▶ [WHAT YOU WILL DO] The job is to find each line in the entries holding the string "term" and copy that line.

::: MATERIAL TO PROCESS :::

Issue #264, opened 2015-06-02
Display actual AoI size


mmcfarland:
We don't yet have a good way of coming up with an accurate label for the AoI Analyze bar, so for now, let's have it read "Selected Area" instead of "Philadelphia":

```
Selected Area
[Actual Area size]
```
![screenshot from 2015-06-02 13 59 25](https://cloud.githubusercontent.com/assets/1014341/7942996/c73c60fe-092f-11e5-95dd-c8d6d9729c37.png)

PR #310, opened 2015-06-05
Calculate area of Area of Interest.

caseypt:
* Display the area of the Area of Interest in
the Analyze View header.
* Replace the default value of the analyze place
attribute with "Selected Area"
* Move area conversion method from
Modeling.ModificationModel to Core.GeoModel, and
subclass Modeling.ModificationModel and
Analyze.AnalyzeModel from Core.GeoModel.
* Switch to use metric system instead of English
system in area calculation and display per @chitchens.
* Move ModificationModel tests from Modeling
tests to Core tests.
* Add test to Modeling tests to ensure
Modeling.ModificationModel is inheriting
properly from Core.GeoModel.

**To test**:

- Draw an area to analyze.
- Note that, in the analyze window header, the area is now in sq m or sq km and that the name is "Selected Area" and not Philadelphia.
- Try the other AoI methods and verify that the analyze header changes when a new area is selected.
- Run the tests.

Connects to #264

### DIFF
--- a/src/mmw/js/src/analyze/controllers.js
+++ b/src/mmw/js/src/analyze/controllers.js
@@ -8,10 +8,6 @@ var $ = require('jquery'),
     views = require('./views'),
     models = require('./models');
 
-var createTaskModel = _.memoize(function(aoi) {
-    return new models.AnalyzeTaskModel();
-});
-
 var AnalyzeController = {
     analyzePrepare: function() {
         if (!App.map.get('areaOfInterest')) {
@@ -21,12 +17,11 @@ var AnalyzeController = {
     },
 
     analyze: function() {
-        var aoi = JSON.stringify(App.map.get('areaOfInterest'));
-
-        var analyzeWindow = new views.AnalyzeWindow({
-            id: 'analyze-output-wrapper',
-            model: createTaskModel(aoi)
-        });
+        var aoi = JSON.stringify(App.map.get('areaOfInterest')),
+            analyzeWindow = new views.AnalyzeWindow({
+                id: 'analyze-output-wrapper',
+                model: createTaskModel(aoi)
+            });
 
         App.rootView.footerRegion.show(analyzeWindow);
     },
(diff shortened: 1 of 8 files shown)


rajadain:
Consider using standard SI symbols **m&sup2;** and **km&sup2;** instead of **sq. m.** and **sq. km.** [Wikipedia](http://en.wikipedia.org/wiki/Square_kilometre) [NIST](http://physics.nist.gov/cuu/Units/units.html)

While I would favor using the HTML escape code `&sup2;`, Wikipedia and other sites use the more explicit `<sup>2</sup>` since some older default fonts might not have the [Superscript Two](http://graphemica.com/%C2%B2) character.

rajadain:
After I draw an area, the draw tools don't go away:

image

And if I draw a new area using these tools, the calculated area is not updated.

rajadain:
Is the terminology we're using under the hood, **Area of Interest**, a common GIS term? If so, we should consider using that instead of **Selected Area**. /cc @mmcfarland

mmcfarland:
"Area of Interest" was just an expedient term we came up with discussing design elements initially, not sure if it is casual enough to use here, I like the generic-ness of "Selected Area" until we can figure out a good way to compute a place name (though I suspect we may never).

caseypt:
@rajadain I'm not seeing this behavior (stale area and keeping the tools on). I'll have to check it out on your computer when I get in.

caseypt:
@rajadain Good call on the symbols. Rebased and updated to use them.

caseypt:
Fixing the tests.

caseypt:
@azaveaci rebuild

rajadain:
+1 Works perfectly now. Did the following testing:

 * Tested range of values, from very small 43 m&sup2; to very large 596,615,995 km&sup2; and it calculates correctly
 * The behavior of draw controls being visible in analyze view now no longer happens. It may have been an artifact of faulty testing on my part, either faulty bundling or accidental caching of scripts. It is not there anymore.
 * Going back from analyze to draw view and then drawing a new area calculates area correctly
 * Going forward from analyze to model view and then going back shows the calculated area correctly
 * Units are now shown in more standard form
 * Tested using manually drawn area and congressional districts
 * Tested on Chrome and Firefox

rajadain:
I was actually able to reproduce the accidentally visible draw tools on both your branch and on `develop`, so it is not an artifact of the work done here. Created #314 for it.

mmcfarland:
+1 Tested and looks good.

Issue #299, opened 2015-06-04
Bars are not varying in analyze mode


lliss:
All bars seem to be the same width.
Reported in Chrome but not firefox.

PR #311, opened 2015-06-05
Fix bar chart in Chrome

rajadain:
Width is always specified in SVG. Firefox prefers SVG width over CSS, so the chart looks correct there, but Chrome prefers CSS width thus making all the bars in the chart have the same 9% width.

If there is history to the 9% number I would love to be filled in. It seems to have always been there since the file was originally added to the repository.

**Testing Notes**

Open the `/analyze` view in different browsers and make sure the bar charts look reasonable.

Connects #299

### DIFF
--- a/src/mmw/sass/components/_charts.scss
+++ b/src/mmw/sass/components/_charts.scss
@@ -16,7 +16,6 @@
   vertical-align: bottom;
 
   .bar{
-    width: 9%;
     margin: 0 2%;
     display: inline-block;
     fill: $brand-primary;


rajadain:
Connects #299

caseypt:
I think the 9% number is from the original mock ups, when it was a vertical bar chart that was rendered statically in HTML. Now that it's horizontal, the 9% width is restricting what is now the bar height. 

Just FYI, I haven't checked this out yet, but the bar charts were almost always being rendered with varying width in Chrome for me. Current version is 41.0.2272.76 Ubuntu 14.04 (64-bit). Not sure why that is.

rajadain:
I'm running on Version 43.0.2357.81 (64-bit) on Mac OS X Yosemite, and this fixes the bar widths on my machine. Seems like this was a known issue in WebKit and only fixed last year: http://stackoverflow.com/a/12631326/2053314. This may have been a regression. Here's a bug created 4 days ago about this exact issue: https://code.google.com/p/chromium/issues/detail?id=493681

rajadain:
Perhaps @lewfish could also take a look at this fix since he was also experiencing this bug.

lewfish:
Checking it out now.

lewfish:
This fix worked for me on Chrome Version 43.0.2357.81 (64-bit) on OS X.

mmcfarland:
+1 This fixed the persistent problem in Chrome (43.0.2357.65) for me on linux.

:::

▶ [REPLY TO THE EXERCISE]
Is the terminology we're using under the hood, **Area of Interest**, a common GIS term? If so, we should consider using that instead of **Selected Area**. /cc @mmcfarland
"Area of Interest" was just an expedient term we came up with discussing design elements initially, not sure if it is casual enough to use here, I like the generic-ness of "Selected Area" until we can figure out a good way to compute a place name (though I suspect we may never).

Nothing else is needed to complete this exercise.